## What you need to do
All that is needed is a count of the lines in this data that contain the word "make".

Collected data entries
PR #27137, opened 2025-10-28
Add dynamic schema support based on protobuf descriptor

gertjanal:
## Description
Since Trino 477, the Hive connector has support for reading sequence files containing protobuf bytes; https://github.com/trinodb/trino/pull/26353. With that PR, records could be read using the protobuf deserializer.

The code was created for Hive tables that were created using Hive Twitter Elephantbird: https://github.com/twitter/elephant-bird/wiki/How-to-use-Elephant-Bird-with-Hive. In Hive, the tables use the `serialization.class` protobuf file to determine the columns for the table as well, which is named "Dynamic Schemas". An example for such a table in Hive is:

```
create table users
  row format serde "com.twitter.elephantbird.hive.serde.ProtobufDeserializer"
  with serdeproperties (
    "serialization.class"="com.example.proto.gen.Storage$User")
  stored as
    inputformat "com.twitter.elephantbird.mapred.input.DeprecatedRawMultiInputFormat";
```

When using `show create table X;` in Hive, all resolved columns are shown. When the protobuf file is updated with new fields, the columns are automatically added (in Hive). However, in Trino the Hive Metastore is asked for the table columns and I found out that the columns returned by the Hive Metastore (via Trino) were the columns that were determined upon creation of the original table. Later added fields to the protobuf were shown when querying Hive directly, but Trino received the original version via Hive Metastore. Hence this PR.

This PR adds the dynamic schema support to Trino. When the storage format SEQUENCEFILE_PROTOBUF is detected, the columns are derived from the protobuf fields, as is done in the Hive implementation.

## Release notes

## Summary by Sourcery

Enable dynamic schema support for Hive SEQUENCEFILE_PROTOBUF tables by deriving column definitions from Protobuf descriptors instead of relying on static metastore schemas.

New Features:
- Derive table and partition column schemas at runtime for SEQUENCEFILE_PROTOBUF storage by reading Protobuf descriptor fields
- Introduce DynamicSchemaHiveMetastore wrapper that fetches and caches dynamic schemas from Protobuf descriptors
- Add DynamicSchemaLoader utility to map Protobuf FieldDescriptors to Trino Column definitions

Enhancements:
- Refactor ProtobufDeserializerFactory to expose descriptor retrieval via getDescriptor and introduce ProtobufDeserializerFactoryLoader for dependency injection

Build:
- Add protobuf-java dependency and configure protoc-jar-maven-plugin to generate test Protobuf descriptors

Tests:
- Add TestDynamicSchemaHiveMetastore to validate dynamic schema extraction and include Protobuf proto test fixtures

### DIFF
--- a/plugin/trino-hive/src/main/java/io/trino/plugin/hive/HiveMetadataFactory.java
+++ b/plugin/trino-hive/src/main/java/io/trino/plugin/hive/HiveMetadataFactory.java
@@ -19,11 +19,14 @@ import io.airlift.concurrent.BoundedExecutor;
 import io.airlift.json.JsonCodec;
 import io.airlift.units.Duration;
 import io.trino.filesystem.TrinoFileSystemFactory;
+import io.trino.hive.formats.line.protobuf.ProtobufDeserializerFactory;
 import io.trino.metastore.HiveMetastore;
 import io.trino.metastore.HiveMetastoreFactory;
 import io.trino.plugin.hive.fs.DirectoryLister;
 import io.trino.plugin.hive.fs.TransactionScopeCachingDirectoryListerFactory;
 import io.trino.plugin.hive.metastore.SemiTransactionalHiveMetastore;
+import io.trino.plugin.hive.metastore.dynamic.DynamicSchemaHiveMetastore;
+import io.trino.plugin.hive.metastore.dynamic.ProtobufDeserializerFactoryLoader;
 import io.trino.plugin.hive.security.AccessControlMetadataFactory;
 import io.trino.plugin.hive.security.UsingSystemSecurity;
 import io.trino.plugin.hive.statistics.MetastoreHiveStatisticsProvider;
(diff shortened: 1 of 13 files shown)


plugin/trino-hive/src/main/java/io/trino/plugin/hive/HiveMetadataFactory.java
```diff
@@ -230,7 +238,10 @@ public HiveMetadataFactory(
     @Override
     public TransactionalMetadata create(ConnectorIdentity identity, boolean autoCommit)
     {
-        HiveMetastore hiveMetastore = createPerTransactionCache(metastoreFactory.createMetastore(Optional.of(identity)), perTransactionCacheMaximumSize);
+        HiveMetastore hiveMetastore = new DynamicSchemaHiveMetastore(
+                createPerTransactionCache(metastoreFactory.createMetastore(Optional.of(identity)), perTransactionCacheMaximumSize),
+                protobufDeserializerFactory,
+                Duration.valueOf("1h")); // TODO make configurable
```
gertjanal, line 245: I will make a proper config property of this TODO when reviewers agree with the rest of the code

dain:
I think this feature is too complex based on the number of user that are interested in using sequence files containing protocol buffers. We have spend the last few years attempting to simplify the Hive connector and especiall they metadata. IMO, I suggest you convert to a modern format.  I understand there a significant effort to rewrite legacy data, but you will have to do it sometime, so why not now?

gertjanal:
:sob:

## Answer section
2